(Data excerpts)
PR #354, opened 2019-09-05
Add cache header to bragi http response

kinnou02:
This PR make bragi output a cache header for every requests on
/features, /autocomplete, /reverse.
By default cache is enabled and set to 1H.
This header will be used by http clients to cache results, it will also
be used by caching proxy like varnish.

### DIFF
--- a/libs/bragi/src/lib.rs
+++ b/libs/bragi/src/lib.rs
@@ -91,6 +91,16 @@ pub struct Args {
         env = "BRAGI_MAX_ES_FEATURES_TIMEOUT"
     )]
     pub max_es_features_timeout: Option<u64>,
+
+    /// Cache duration for http response served by bragi
+    /// This only set the Cache-control Header, it doesn't enable cache on bragi side
+    /// The duration is in seconds
+    #[structopt(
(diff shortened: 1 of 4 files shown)


libs/bragi/src/lib.rs
```diff
@@ -91,6 +91,15 @@ pub struct Args {
         env = "BRAGI_MAX_ES_FEATURES_TIMEOUT"
     )]
     pub max_es_features_timeout: Option<u64>,
+
+    /// Cache duration for http response served by bragi
+    /// This only set the Cache-control Header, it doesn't enable cahe on bragi side
```
riendegris: s/cahe/cache/

libs/bragi/src/lib.rs
```diff
@@ -91,6 +91,15 @@ pub struct Args {
...
+    #[structopt(
+        long = "http-cache-duration",
+        env = "BRAGI_HTTP_CACHE_DURATION",
+        default_value = "3600"
+    )]
+    pub http_cache_duration: u32,
```
riendegris: add comment for unit (seconds)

Task requirements:
Write the data out in full, matching every line exactly.

Written reply:
PR #354, opened 2019-09-05
Add cache header to bragi http response

kinnou02:
This PR make bragi output a cache header for every requests on
/features, /autocomplete, /reverse.
By default cache is enabled and set to 1H.
This header will be used by http clients to cache results, it will also
be used by caching proxy like varnish.

### DIFF
--- a/libs/bragi/src/lib.rs
+++ b/libs/bragi/src/lib.rs
@@ -91,6 +91,16 @@ pub struct Args {
         env = "BRAGI_MAX_ES_FEATURES_TIMEOUT"
     )]
     pub max_es_features_timeout: Option<u64>,
+
+    /// Cache duration for http response served by bragi
+    /// This only set the Cache-control Header, it doesn't enable cache on bragi side
+    /// The duration is in seconds
+    #[structopt(
(diff shortened: 1 of 4 files shown)


libs/bragi/src/lib.rs
```diff
@@ -91,6 +91,15 @@ pub struct Args {
         env = "BRAGI_MAX_ES_FEATURES_TIMEOUT"
     )]
     pub max_es_features_timeout: Option<u64>,
+
+    /// Cache duration for http response served by bragi
+    /// This only set the Cache-control Header, it doesn't enable cahe on bragi side
```
riendegris: s/cahe/cache/

libs/bragi/src/lib.rs
```diff
@@ -91,6 +91,15 @@ pub struct Args {
...
+    #[structopt(
+        long = "http-cache-duration",
+        env = "BRAGI_HTTP_CACHE_DURATION",
+        default_value = "3600"
+    )]
+    pub http_cache_duration: u32,
```
riendegris: add comment for unit (seconds)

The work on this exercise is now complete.